Le président sortant des jeunes libéraux, Stéphane Stril, en est convaincu : les Québécois ont soif de grands projets. Et celui qui mobilisera les francophones vers son parti pour l'élection de 2022 sera le chantier de l'économie verte. Très verte.
« Pour se reconnecter à la société francophone, il ne faut pas juste traiter de petites mesures qui vont lui plaire. Il faut vraiment la rassembler autour d'un projet de société ambitieux, porteur, qui intéressera l'ensemble des Québécois. Qu'ils vivent en ville ou en région », défend M. Stril en entrevue avec La Presse.

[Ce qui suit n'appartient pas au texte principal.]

PR #1510, opened 2022-10-24
Adding many new icons and colors

Babkock:
[Screenshot](https://babkock.github.io)

Wow people still write programs in C?? Hello I love this program. It has replaced Ranger as a file manager for me, I find it very efficient and fast. I hope this pull request finds you well. Here is a summary of the changes I am proposing:

* Added many new icons, file extensions, and file names
* Added new color for Emacs, lisp, and Org documents (`Magenta2`)
* Added new color for Rust source files (`IndianRed1`)
* C and C++ header files now have their own icon
* C++ is now a slightly different color than C file icon (`DarkSeaGreen2`)
* Added color for various "key" file types (`.pub`, `.key`, `.kbx`) (`Khaki3`)
* Added color for various "lock" file types (`.lock`, `.asc`, `.ssh`)
* Assembly source files now have a color (`Gold1`)
* HTML files now have a color (`LightSteelBlue`)
* Made a separate file icon for archives, to distinguish them from software packages
* Partially-downloaded files now have a clock icon and a color
* The standard home-directory folders "Music", "Downloads", "Pictures", and "Videos" now have the default colors for audio files, downloads, image files, and videos respectively

Please let me know if there are any changes I can make, or any questions you have. If you think something should be a different color, please feel free to suggest it. I tried not to change too much, or change the currently established icons and colors.

### DIFF
--- a/src/icons.h
+++ b/src/icons.h
@@ -66,6 +66,7 @@
 #define ICON_DOCUMENT      ICON_STR(FA_FILE_TEXT_O, "\uf718", "🗒 ")
 #define ICON_DOWNLOADS     ICON_STR(FA_DOWNLOAD, "\uf5d7", "📥")
 #define ICON_ELIXIR        ICON_STR(MFIZZ_ELIXIR, "\ue62d", "💧")
+#define ICON_EMACS         ICON_STR(DEV_GNU, "\ue779", "")
 #define ICON_ENCRYPT       ICON_STR("", "\uf805", "🔒")
 #define ICON_FSHARP        ICON_STR(DEV_FSHARP, "\ue7a7", "")
 #define ICON_GIT           ICON_STR(FA_GIT, "\ue5fb", "🌱")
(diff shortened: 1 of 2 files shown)


src/icons.h
```diff
@@ -53,56 +53,81 @@
 #define ICON_EXEC          ICON_STR(FA_COG, "\uf144", "⚙️ ")
 
 /* Top level and common icons */
-#define ICON_ARCHIVE       ICON_STR(FA_FILE_ARCHIVE_O, "\uf53b", "📦")
+#define ICON_ARCHIVE       ICON_STR("", "\uf410"," 📦")
```
N-R-K, line 56: Why remove `FA_FILE_ARCHIVE_O` ?

src/icons.h
```diff
@@ -178,19 +213,67 @@ static const struct icon file_icon = {ICON_FILE, 0};
...
+	{"Pictures",           ICON_PICTURES,      COLOR_IMAGE},
+	{"Public",             ICON_PUBLIC,        0},
+	{"Rakefile",           ICON_RUBY,          COLOR_RUBY},
+	{"rc.lua",             ICON_CONFIGURE,     COLOR_LUA},
+	{"sxhkdrc",            ICON_CONFIGURE,     COLOR_CONFIGURE},
+	{"Templates",          ICON_TEMPLATES,     0},
+	{"Vagrantfile",        ICON_CONFIGURE,     COLOR_CONFIGURE},
+	{"Videos",             ICON_VIDEOS,        COLOR_VIDEO},
+	{"webpack.config.js",  ICON_WEBPACK,       COLOR_JAVASCRIPT},
+	{"xmonad.hs",          ICON_CONFIGURE,     COLOR_CONFIGURE},
```
N-R-K, line 276: This part is probably not going to get added due to the reasons described [here](https://github.com/jarun/nnn/pull/1419#issuecomment-1179213035).

Could ofc turn this into a hash-table as well for faster lookups, but not sure if it's worth the effort.

N-R-K (changes requested):

jarun:
We are conservative in this area because adding every new icon increases memory usage and lookup time. And we want directories of the same color.

I understand you are from ranger. nnn follows different design principles.

jarun:
Also the image leads to your personal website. Why?

Babkock:
Okay I understand the reasons why although it seems a bit arbitrary. What if I made a patch for extra icons that people could choose to compile in if they wanted, like gitstatus and namefirst? So if you don't want that many icons you don't have to have them. I can remove directory colors, and use hash table idea if you want.

Would you be more open to merging a pull request from me if I took the diff from this, and submitted it as a patch (with directory colors reverted), and adjusted the `Makefile`, `check-patches.sh`, etc.? Or would it be not worth the effort?

jarun:
I would leave that to @luukvbaal and @N-R-K to decide.

N-R-K:
I don't think patches like that would be a good idea because it's going collide alot and cause significant maintenance overhead.

The goal with icons isn't to provide every icon under the sun, it's to provide a decent *but small* set of defaults. Users can then add more if they want to.

@Babkock I'll take a look here and see if there were anything that might be worth adding.

N-R-K:
> @Babkock I'll take a look here and see if there were anything that might be worth adding.

Added ksh, ttf and otf icon in #1511.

Le Parti libéral du Québec (PLQ) mène ces jours-ci une opération charme auprès des « francos ». Aux dernières élections, la formation politique a essentiellement été reléguée à Montréal, maintenant une présence affaiblie en Outaouais et une seule circonscription arrachée dans l'est, à Québec.
« À la lumière des résultats du 1er octobre, un constat s'impose : le Parti libéral doit faire des gestes concrets afin de rebâtir les ponts avec la majorité francophone », écrivent les jeunes libéraux dans leur document de consultation en amont de leur congrès.
Stéphane Stril, qui milite pour que l'environnement soit officiellement inscrit dans la charte du parti comme une valeur libérale, croit que l'économie verte lui permettrait de se distinguer de ses adversaires, tant la Coalition avenir Québec (CAQ) que Québec solidaire.
« C'est un changement social qu'on veut apporter [en décarbonisant] l'économie québécoise d'ici 2050. »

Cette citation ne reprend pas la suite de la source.